___ PROVIDED ENTRIES

Issue #1390, opened 2025-12-16
[Bug] pg_upgrade fails when non-standard install user with password is used


bkhomuts:
### Bug description

It is not possible to run vitabaks.autobase.pg_upgrade if the install user is not postgres or if the install user is protected with password.

In some cases, it is necessary to specify password.

### Expected behavior

Successful upgrade, even if the postgres (or non-standard install user requires password).

### Installation method

Command line

### System info

Debian 13
PostgreSQL upgrade from 17 to 18

### Additional info

I have a working solution at:
https://github.com/bkhomuts/autobase/commit/779259d32a2ce0ee06b9354f5420d813f276a674

Which I will submit as a PR, once I finalize it.

Issue #1387, opened 2025-12-14
[Bug] pg_upgrade hangs indefinitely - pgbouncer issue


violuke:
### Bug description

When trying to upgrade from pg 17 to 18 (or in my case, run the pre-upgrade checks as we've not managed to pass those yet), it hangs at:

```
TASK [vitabaks.autobase.upgrade : [Pre-Check] Test PgBouncer access via unix socket]
```

I *think* this is due to `PGPASSWORD` not being set in this task like it is in many others:
```
  environment:
    PGPASSWORD: "{{ patroni_superuser_password }}"
```

Again, I might be wrong, but I think the same will need to be done in [the actual PAUSE command](https://github.com/vitabaks/autobase/blob/1ed7cb223b4465024b595d602699d28a8d90aff8/automation/roles/upgrade/tasks/pgbouncer_pause.yml#L33), and maybe other places.

Any help would be much appreciated. Thank you.

### Expected behavior

Not to hang

### Steps to reproduce

```
ansible-playbook -i inventory.yml vitabaks.autobase.pg_upgrade -e "target=postgres pg_old_version=17 pg_new_version=18" --tags "pre-checks,upgrade-check"
```

### Installation method

Command line

### System info

- Ubuntu 24.04.3 LTS
- Autobase 2.5.2

vitabaks:
Hi! Please attach pgbouncer_pool_pause log in /tmp directory.

violuke:
I don't have the logs, I'm sorry. I might be wrong but I don't think there would have been a log to there for the `[Pre-Check] Test PgBouncer access via unix socket]` task? That would be from the actual pause right?

I was able to bypass this issue by running my own playbook instead that created a `.pgpass` file for the PgBouncer unix stock connection to get its password from.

______

AIM OF THE TASK
Repeat all the data, every line exactly.

EXPECTED ANSWER
Issue #1390, opened 2025-12-16
[Bug] pg_upgrade fails when non-standard install user with password is used


bkhomuts:
### Bug description

It is not possible to run vitabaks.autobase.pg_upgrade if the install user is not postgres or if the install user is protected with password.

In some cases, it is necessary to specify password.

### Expected behavior

Successful upgrade, even if the postgres (or non-standard install user requires password).

### Installation method

Command line

### System info

Debian 13
PostgreSQL upgrade from 17 to 18

### Additional info

I have a working solution at:
https://github.com/bkhomuts/autobase/commit/779259d32a2ce0ee06b9354f5420d813f276a674

Which I will submit as a PR, once I finalize it.

Issue #1387, opened 2025-12-14
[Bug] pg_upgrade hangs indefinitely - pgbouncer issue


violuke:
### Bug description

When trying to upgrade from pg 17 to 18 (or in my case, run the pre-upgrade checks as we've not managed to pass those yet), it hangs at:

```
TASK [vitabaks.autobase.upgrade : [Pre-Check] Test PgBouncer access via unix socket]
```

I *think* this is due to `PGPASSWORD` not being set in this task like it is in many others:
```
  environment:
    PGPASSWORD: "{{ patroni_superuser_password }}"
```

Again, I might be wrong, but I think the same will need to be done in [the actual PAUSE command](https://github.com/vitabaks/autobase/blob/1ed7cb223b4465024b595d602699d28a8d90aff8/automation/roles/upgrade/tasks/pgbouncer_pause.yml#L33), and maybe other places.

Any help would be much appreciated. Thank you.

### Expected behavior

Not to hang

### Steps to reproduce

```
ansible-playbook -i inventory.yml vitabaks.autobase.pg_upgrade -e "target=postgres pg_old_version=17 pg_new_version=18" --tags "pre-checks,upgrade-check"
```

### Installation method

Command line

### System info

- Ubuntu 24.04.3 LTS
- Autobase 2.5.2

vitabaks:
Hi! Please attach pgbouncer_pool_pause log in /tmp directory.

violuke:
I don't have the logs, I'm sorry. I might be wrong but I don't think there would have been a log to there for the `[Pre-Check] Test PgBouncer access via unix socket]` task? That would be from the actual pause right?

I was able to bypass this issue by running my own playbook instead that created a `.pgpass` file for the PgBouncer unix stock connection to get its password from.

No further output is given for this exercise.